在中路,东北军的三个师和一个旅,迎击进犯的日军。汤玉麟的第一○七旅驻在朝阳,由于原来的团长邵玉良煽动旧部叛变,部队稍战即退。日军占领朝阳后,继续朝凌源前进。万福麟手下的第一三○师在叶柏寿附近阻击,挡不住日军的猛烈进攻,被迫向平泉撤退。日军占领凌源,向平泉推进。万福麟第四军团全线动摇,撤退到喜峰口。汤玉麟闻讯,急忙征集大批汽车,还扣留前方的二百四十多辆载重军车,为他自己向天津租界运送鸦片。然后,他率部离开承德,让日军兵不血刃地开进热河的省会。
在南路,守军第一一九师和第一○八师在沙帽山附近抗击日军混成第十四旅团。打到第二天,开始全线撤退。日军主力进占凌源后,分两路南下,万福麟所部第一一六师在喇嘛洞以北的高地与日军激战后撤退。日军占领了冷口和茶棚。
热河十九万多平方公里的国土被日军占领,蒋介石负有不可推卸的责任。日军进攻热河的时候,他正督促七十万大军对红军进行第四次“围剿”。他派了未参加“剿共”的三个师北上,但部队还在路上,热河就已被日军占领。
热河沦陷,举国舆论一致谴责国民党政府,谴责蒋介石和张学良。宋庆龄说:“对于这种卖国行为谁负责任?是蒋介石政府。为什么?这个政府用它的主要军队打中国的人民;它任用叛逆的将领,还坚决不肯撤换他们;并且它不肯武装人民,不肯组织义勇军来进行反对日本帝国主义的民族革命战争。”
蒋介石为平息众怒,防火烧身,便把失地的责任完全推给张学良。从“九一八”到这时,张学良因为蒋介石的不抵抗政策而背了一个“不抵抗将军”的骂名。这位奉系军阀有苦难言,他忠实地执行了蒋介石的命令,但他内心非常希望南京政府实行全民抗战。在日军攻占了东北并准备侵略热河的时候,他在给南京发的一份电报中说:
现在我的忍耐力已到了极限,武力是自卫的唯一方法。我一直坚定不移地遵循着中央政府的政策,我愿率领我的部下抗击入侵者,保卫我民族和我党,即使牺牲了自己的生命也在所不惜……如果热河被日本占领,那将严重威胁到华北的安全。

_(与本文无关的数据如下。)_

PR #808, opened 2024-07-11
Fix locale files loading multiple times

rcastillogerman-godaddy:
## Summary

With the v6.46.1 release, a bug was introduced where locale files were loaded multiple times when using the `withLocaleRequired` high-order component. This was due to the removal of a default value for the `status` property in the `init` function for the `withIntlProvider` hook.

## Changelog

Provide a default value for the status value used in the GasketIntlContext component.

### DIFF
--- a/packages/gasket-react-intl/src/context.js
+++ b/packages/gasket-react-intl/src/context.js
@@ -4,7 +4,7 @@ import { manifest } from './config';
 /** @type {import('./index').GasketIntlContext} */
 const defaultContext = {
   locale: manifest.defaultLocale,
-  status: {},
+  status: {}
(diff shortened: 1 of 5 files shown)


agerard-godaddy (approved):

kbader-godaddy:
@rcastillogerman-godaddy Thanks for the contribution! Could we also get tests updated to cover this change?

sfenerin-godadddy (approved):

rcastillogerman-godaddy:
> @rcastillogerman-godaddy Thanks for the contribution! Could we also get tests updated to cover this change?

Addressed.

PR #810, opened 2024-07-15
[PFX-663] Fix Analyze Command

jpina1-godaddy:
## Summary

The @gasket/plugin-analyze was failing because it relied on the command property of the gasket object, which is no longer available in version 7. To resolve this issue, this PR uses an environment variable to trigger the bundle analysis code.

## Changelog

**@gasket/plugin-analyze**
- Remove the custom command and replace it with an npm script that sets an environment variable. The webpackConfig lifecycle in the plugin will fire when this variable is true.

## Test Plan
- Updated unit tests
- Tested locally


agerard-godaddy (approved):
🎉

mmason2-godaddy (approved):

PR #812, opened 2024-07-16
[PFX-671] - ESLint Typescript Support

mmason2-godaddy:
## Summary
ESLint Typescript Support
- Add file extensions to npm script based on the `context.typescript` value
- Adjust the character usage from the generated `gasket.ts|.js` file(remove tabs)
- Add `parser` support to eslint package.json config type

## Changelog
- ESLint Typescript Support

## Test Plan
Tests & types updated

### DIFF
--- a/packages/gasket-plugin-lint/lib/code-styles.js
+++ b/packages/gasket-plugin-lint/lib/code-styles.js
@@ -203,8 +203,10 @@ const common = {
     // Handle common eslint configuration
     if (hasEslint) {
       if (!pkg.has('scripts', 'lint')) {
+        const exts = `.js,.jsx,.cjs${typescript ? ',.ts,.tsx' : ''}`;
+
         pkg.add('scripts', {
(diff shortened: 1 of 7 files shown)


packages/gasket-plugin-lint/lib/code-styles.js
```diff
@@ -204,11 +204,21 @@ const common = {
     if (hasEslint) {
       if (!pkg.has('scripts', 'lint')) {
         pkg.add('scripts', {
-          'lint': 'eslint --ext .js,.jsx,.cjs .',
+          'lint': `eslint --ext .js,.jsx,.cjs${typescript ? ',.ts,.tsx' : ''} .`,
```
agerard-godaddy, line 207: nit: it would be a little easier to digest this if it were split up some.

```suggestion
          'lint': `eslint --ext ${ext} .`,
```

with `ext` being something like:
```js
const ext = '.js,.jsx,.cjs' + (typescript ? ',.ts,.tsx' : '')
```

agerard-godaddy (approved):
small nit, otherwise 👍

jpina1-godaddy (approved):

然而,尽管张学良一腔热血,他的东北军却已腐朽,官兵贪生怕死。他的部下汤玉麟,身为热河省主席,面对日军的进攻,却表现出极度的自私和恐慌,丢下部队不管,听任日军长驱直入,占城夺地。
东北军没能阻挡日军的铁蹄,张学良难辞其咎,便提出辞职,把部队和飞机移交给蒋介石。这跟蒋介石的打算不谋而合。蒋介石和宋子文约他在保定车站蒋介石的专列上会晤。蒋介石委婉地问他:当前的局势好比在惊涛骇浪中的一叶小舟,舟内只能坐下一人,他们两人中间,谁离开这艘小船为好?
张学良说:“我离开。”随后,长时间地沉默。
蒋介石说:“接到你的辞职电报,我心里也非常难过。我实在不愿让你离去。不过,现在全国舆论沸腾,攻击我们两人,我与你同舟共命,若不先下去一人,以息全国愤怒的浪潮,难免同遭灭顶。所以我决定同意你辞职,待机会再起。”

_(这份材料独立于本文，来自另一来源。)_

PR #816, opened 2024-07-24
[PFX-673] -  Tune up APM Plugin

mmason2-godaddy:
## Summary
- Remove `preboot`
- Add `getApmTransaction` action
- Refactor create
- Tune `apmTransaction` hook signature(drop the use of `res`)
- Tune types
- Adjust middleware

## Changelog
-  Tune up APM Plugin: Gasket Actions, remove preboot, adjust signatures, refactor hooks

## Test Plan
Tests & types updated


packages/gasket-core/lib/index.d.ts
```diff
@@ -1,3 +1,5 @@
+import { IncomingMessage } from 'node:http'
```
agerard-godaddy, line 1: Unused - from testing? You can probably revert the changes to this file

packages/gasket-plugin-elastic-apm/lib/actions.js
```diff
@@ -0,0 +1,21 @@
+/** @type {import('@gasket/core').HookHandler<'actions'>} */
+module.exports = function actions(gasket) {
+  return {
+    async getApmTransaction(req) {
+      const apm = gasket.apm;
```
agerard-godaddy, line 5: I'm not seeing how `gasket.apm` is ever assigned.

agerard-godaddy: You still have other places looking for `gasket.apm`, as well as some tests setting it.

packages/gasket-plugin-elastic-apm/lib/create.js
```diff
@@ -0,0 +1,15 @@
+const { devDependencies } = require('../package.json');
+
+/** @type {import('@gasket/core').HookHandler<'create'>} */
+module.exports = function create(gasket, { pkg, files }) {
+  const generatorDir = `${__dirname}/../generator`;
+
+  pkg.add('dependencies', {
```
jpina1-godaddy, line 7: Do you need to add the plugin to the gasket file and as a dependency to use the action?

```
  gasketConfig.addPlugin('pluginElasticApm', name);
  pkg.add('dependencies', {
    [name]: `^${version}`
  }); 
```

packages/gasket-plugin-elastic-apm/lib/actions.js
```diff
@@ -0,0 +1,21 @@
+/** @type {import('@gasket/core').HookHandler<'actions'>} */
+module.exports = function actions(gasket) {
+  return {
+    async getApmTransaction(req) {
```
jpina1-godaddy, line 4: I see there are some cases where the apm transaction will not be returned. I would think that this action would always return the apm transaction when you call it. I'm not at all familiar with the api though. Is it possible to return the apm transaction event if it has already started?

If not maybe a name like `startApmTransation ` could make more sense for this action?

jpina1-godaddy (commented):
Do you think the package is in a state where you could add some docs for the new action and remove docs for the preboot hook?

jpina1-godaddy (approved):

packages/gasket-plugin-elastic-apm/lib/create.js
```diff
@@ -0,0 +1,20 @@
...
+  gasketConfig.addPlugin('pluginElasticApm', name);
+
+  pkg.add('dependencies', {
+    [name]: `^${version}`,
+    'dotenv': devDependencies.dotenv,
+    'elastic-apm-node': devDependencies['elastic-apm-node']
+  });
+
+  pkg.add('scripts', {
+    start: 'gasket start --require ./setup.js'
```
agerard-godaddy, line 16: We don't have a gasket start anymore

packages/gasket-plugin-elastic-apm/lib/create.js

张学良低着头,仍然沉默不语。蒋介石见张学良一副伤心的表情,安慰道:“这时候你下野,有百利而无一害,利国利民利自己。所以,我劝你大可不必悲哀。过几天,你飞到上海,赶快出洋。出洋的手续我已派人替你办好了,你出洋几个月再返回来,到时恢复你的原职,你觉得怎么样?”

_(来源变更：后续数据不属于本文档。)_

PR #827, opened 2024-08-01
[PFX-577] Docs Update: Move CLI docs

jpina1-godaddy:
## Summary

CLI docs exist in https://github.com/godaddy/gasket/tree/main/packages/gasket-cli/docs  that need a review and revival.

## Changelog

**docs**
- Added revived docs

**@gasket/core**
- Added gasket engine docs


docs/configuration.md
```diff
@@ -0,0 +1,140 @@
...
+  }
+}
+```
+
+The last step is making sure that Gasket is told which environment it is running
+in when starting up. There are three ways of doing this. The first would be to
+set the `GASKET_ENV` environment variable. The second would be to pass an `--env`
+command line argument when running any `gasket` command. The third is to
+programmatically set an `env` property at the top level of your configuration,
+which would enable you to use any arbitrary environment derivation logic.
```
agerard-godaddy, line 92: The `--env` is no longer an option. We don't support programmatically setting `env`, though perhaps we could?

Looking at [this line](https://github.com/godaddy/gasket/blob/v7/packages/gasket-core/lib/index.js#L54), perhaps we could do something like:
```
const env = gasketConfig.env ?? getEnvironment();
```

docs/configuration.md
```diff
@@ -0,0 +1,140 @@
...
+event. Your hook will be passed a config object, and you'll return an augmented
+config object or a Promise containing one for async config.
+
+```js
+// theoretical.js plugin
+export default {
+  name: 'theoretical',
+  hooks: {
+    async configure(gasket, baseConfig) {
+      const remoteConfig = await theoreticalClient.getConfig(baseConfig.theoretical.url);
```
agerard-godaddy, line 132: The `configure` lifecycle is not long async - can you change up this example?

docs/plugins.md
```diff
@@ -0,0 +1,215 @@
...
+```
+
+The optional `dependencies` array lists other plugins that must be installed as
+a prerequisite. The `hooks` map has a key for every event the plugin handles,
+with the values being either the function itself or an object specifying
+`timing` options and the `handler`.
+
+## Naming convention
+
+Plugins and presets should adhere to the project-type prefixed naming convention. This formatting allows user plugins to be referenced with short names and will help avoid collisions. This convention also mimics those by other projects such a `@babel` and `@oclif`
```
agerard-godaddy, line 36: The naming convention is not a hard requirement anymore since we import plugins. Can you rework this as a "recommended naming convention" with some examples?

docs/plugins.md
```diff
@@ -0,0 +1,215 @@
...
+        after: [ 'metadata' ]
+      },
+      handler: async function initHook(gasket) {
+        const { config } = gasket;
+        console.log(config.name);
+      }
+    }
+  }
+}
+```
```
agerard-godaddy, line 66: This is another outdated example. Also, we do not support "short plugin names" in the timing part. Can you spin up a different, more accurate example?

docs/plugins.md
```diff
@@ -0,0 +1,215 @@
...
+      return 'That subtle off-white coloring';
+    },
+    alibi: function () {
+      return 'Was returning some video tapes';
+    }
+  }
+}
+```
+
+Here are some basic tests, assuming we're using the `mocha` test framework.
```
agerard-godaddy, line 126: Can you adjust this example to jest since we've finally aligned the repo on it?

docs/plugins.md
```diff
@@ -0,0 +1,215 @@
...
+```
+
+Then, upon running `node gasket.js docs`, developers will automatically find
+documentation for the `detective` plugin.
+
+## One-off plugins
+
+While it is encouraged to build plugins as separate packages, the ability to
+create one-off plugins in an app is available. This gives you access to tie into lifecycles, set timings, or even
+add your own hooks.
```
agerard-godaddy, line 205: nit: formatting
```suggestion
While it is encouraged to build plugins as separate packages, the ability to
create one-off plugins in an app is available. This gives you access to tie
into lifecycles, set timings, or even add your own hooks.
```

docs/presets.md
```diff
@@ -0,0 +1,104 @@
...
+Much like [babel presets], Gasket presets allow common plugins to be grouped and
+loaded together. They serve 2 purposes: to serve as codified sets of plugins,
+and to facilitate rapid creation of Gasket application.
+
+At GoDaddy, we have presets specifically tailored with internal sets of plugins,
+making maintaining standards around authentication, style, analytics, and more
+significantly easier.
+
+See the [naming conventions] for how to best name a preset, ensuring that
+Gasket's plugin engine properly resolves it.
```
agerard-godaddy, line 14: This whole guide needs to be quite a bit different now. Presets are no longer like babel's, as they are only used to provide configuration and prompting to facilitate app generation using `create-gasket-app`.

If you want to take a stap at reworking this doc now, go for it. Otherwise, spin up a separate ticket for us to address as a follow up.

docs/configuration.md
jpina1-godaddy: Should this be in another ticket or is it ok to add to this PR?

docs/configuration.md
```diff
@@ -0,0 +1,140 @@
...
+  express: async function (gasket, express) {
+    console.log(gasket.config)
+  }
+};
+
+export default { name, hooks };
+
+// app-code.js
+
+import gasket from './gasket';
```
agerard-godaddy, line 112: Show the extension

```suggestion
import gasket from './gasket.js';
```

docs/plugins.md
```diff
@@ -0,0 +1,201 @@
...
+  }
+};
+```
+
+The optional `dependencies` array lists other plugins that must be installed as
+a prerequisite. The `hooks` map has a key for every event the plugin handles,
+with the values being either the function itself or an object specifying
+`timing` options and the `handler`.
+
+## Recommended naming convention
```
agerard-godaddy, line 33: Nice and neat 👍

agerard-godaddy (approved):
A couple small things then 👍

docs/configuration.md
```diff
@@ -0,0 +1,139 @@
...
+    "url": "https://your-datacenter1-prod-service-endpoint.com"
+  }
+}
+```
+
+The last step is making sure that Gasket is told which environment it is running
+in when starting up. There are three ways of doing this. The first would be to
+set the `GASKET_ENV` environment variable. Alternatively, you can
+programmatically set an `env` property at the top level of your configuration,
+enabling you to use any arbitrary environment derivation logic.
```
agerard-godaddy, line 91:
```suggestion
in when starting up. To do so, set the `GASKET_ENV` environment variable.
Alternatively, you can programmatically set an `env` property at the top level
of your configuration, enabling you to use any arbitrary environment derivation logic.
```

mmason2-godaddy (approved):

PR #840, opened 2024-08-07
Ignore range prefixes for prerelease versions

agerard-godaddy:
## Summary

When adding dependency version for packages during create, we need to ignore any range prefixes for prerelease versions as this has been seen to trip up npm when installing dependencies.

## Changelog

**create-gasket-app**
- ignore range prefixes for prerelease versions

## Test Plan

Tested locally by creating an app while invoke `/path/to/gasket/packages/create-gasket-app/lib/index.js`


mmason2-godaddy (approved):
Noiceee

bbetts-godaddy (approved):

PR #841, opened 2024-08-08
Error on recursive lifecycles

agerard-godaddy:
## Summary

With the introduction of Gasket Actions, it's much easier to accidentally end up in a recursive lifecycle situation, leading to a `FATAL ERROR: Reached heap limit Allocation failed - JavaScript heap out of memory`.

This PR overhauls things for improved tracking across lifecycles to help avoid circular executions. Branch tracking and more granular tracing has been added to also help with debugging.

Traces are grouped by branch, and have category icons
- ⋌ branch start
- ★ action start
- ◆ sync lifecycle start
- ◇ async lifecycle start
- ↪ lifecycle hook start

To also trace actions execution and tracking, how actions are registered needed to be adjust and better coupled with the engine.

## Test Plan

Screenshot 2024-08-15 at 7 59 33 PM


kbader-godaddy (approved):

bbetts-godaddy (approved):

packages/gasket-core/lib/engine.js
```diff
@@ -12,7 +14,7 @@ class GasketEngine {
 
     this._hooks = {};
     this._plans = {};
-    this._traceDepth = 0;
+    this._traceStack = [];
```
agerard-godaddy, line 17: I am realizing that this isn't exactly safe.

```

const worker1 = gasket.exec('do-something-that-takes awhile');
const worker2 = gasket.exec('do-something-that-takes awhile');

await Promise.all([worker1, worker2]);
```

This will increase the trace depth. While not a common scenario, it is bound to occur when handling multiple requests.

I'll add some more tests for now and cycle back to this.

agerard-godaddy: Accounting for this scenario accurately ended up snowballing into a decent amount. I'm requesting re-reviews since of the PR as a result.

kbader-godaddy (approved):

mmason2-godaddy (approved):

PR #860, opened 2024-08-21
feat(plugin-express): Introduce getExpressApp action

scuilla:
## Summary

To enable the use of gasket actions and config in Express servers through direct imports, we need to restructure our import patterns. Instead of importing `{ routes } from './gasket'`, we now call app within the routes index. This results in a document  that more closely resembles a non-Gasket Express apps, hopefully making them easier to understand.

```js

const app = gasket.actions.getExpressApp();

app.get("/default", (req, res) => { 
  res.send("default route"); 
}); 
```

### `gasket-plugin-express`
* introduced new `getExpressApp` gasket action
* removed `routes` prop on express config
* removed types associated with the routes config
* updated generators with new import pattern

### `gasket-plugin-https`
* use `gasket.root.exec()` instead of `gasket.exec()`, which fixes an edge case where calling `/healthcheck` was flagging the recrusive action check introduced in https://github.com/godaddy/gasket/pull/853

### `gasket-plugin-typescript`
* updated generator with changes

### `gasket-preset-api`
* updated generator with changes

## Test Plan

* removed all tests that relied on the `routes` import pattern
* added test for typescript glob

### DIFF
--- a/packages/gasket-plugin-docs/lib/create.js
+++ b/packages/gasket-plugin-docs/lib/create.js
@@ -6,10 +6,24 @@ const { name, version } = require('../package.json');
 const { DEFAULT_CONFIG } = require('./utils/constants');
 
 /** @type {import('@gasket/core').HookHandler<'create'>} */
-module.exports = function create(gasket, { pkg, gasketConfig, gitignore }) {
+module.exports = function create(gasket, {
+  pkg,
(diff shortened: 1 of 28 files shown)


mmason2-godaddy (approved):

mmason2-godaddy:
🙌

张学良愣了一会儿,心里明白蒋介石早已安排好一切,决定了他的命运。他有理说不出,也无法向民众澄清自己,便默默点头,表示服从。蒋介石露出一丝不易察觉的暗笑。
蒋对张说:谁离开这艘小船为好?(2)
张学良离开蒋介石的列车,回到北平匆匆忙忙地向何应钦移交公务。他做了蒋介石的替罪羊,正式通电下野。不几天,他就含泪飞到上海,在家人和澳大利亚顾问端纳陪同下,开始了“出国考察”的生活。蒋介石既转嫁了热河弃守的主要责任,又轻而易举地直接控制了东北军。
大刀队振奋全国民心(1)
大刀队振奋全国民心,尽扫“皇军”名誉。
何应钦在1933年3月11日接替张学良的职务,担任国民政府军事委员会北平分会委员长。他把东北军缩编成四个军,由万福麟、于学忠、何柱国和王以哲分任军长。他看到日军攻势很猛,知道光靠东北军挡不住日军的锋锐,便请南京政府增调一部分西北军。于是,驻扎山西的宋哲元第二十九军调到了北平以东,何应钦任命宋哲元为华北第三军团总指挥。这样,长城一线就有了七八个军的力量。
但是,何应钦思来想去,还是觉得兵力不足。他知道,如果自己丢了华北,一定会受到全国舆论的谴责,到时候他就成了张学良第二。他接连给蒋介石发出五份电报求援,又致电胡适、丁文江和翁文灏。胡适等人都是舞文弄墨的社会名流,并不带兵,何应钦给他们发电报干什么?何应钦看准了文人墨客会造舆论,给他们发电报,是为了追究责任时可以洗清自己。果然,三位名流收到电报,都致电蒋介石:热河丢失,决非张学良一人之责。不战再失华北,中央难逃罪责。
蒋介石这下坐不住了,本来决定只调徐庭瑶第十七军的黄杰第二师和关麟征第二十五师北上,留下刘戡第八十三师南下江西“剿共”,这时不得不命令刘戡师也北上抗日,同时增调第二十六军北上。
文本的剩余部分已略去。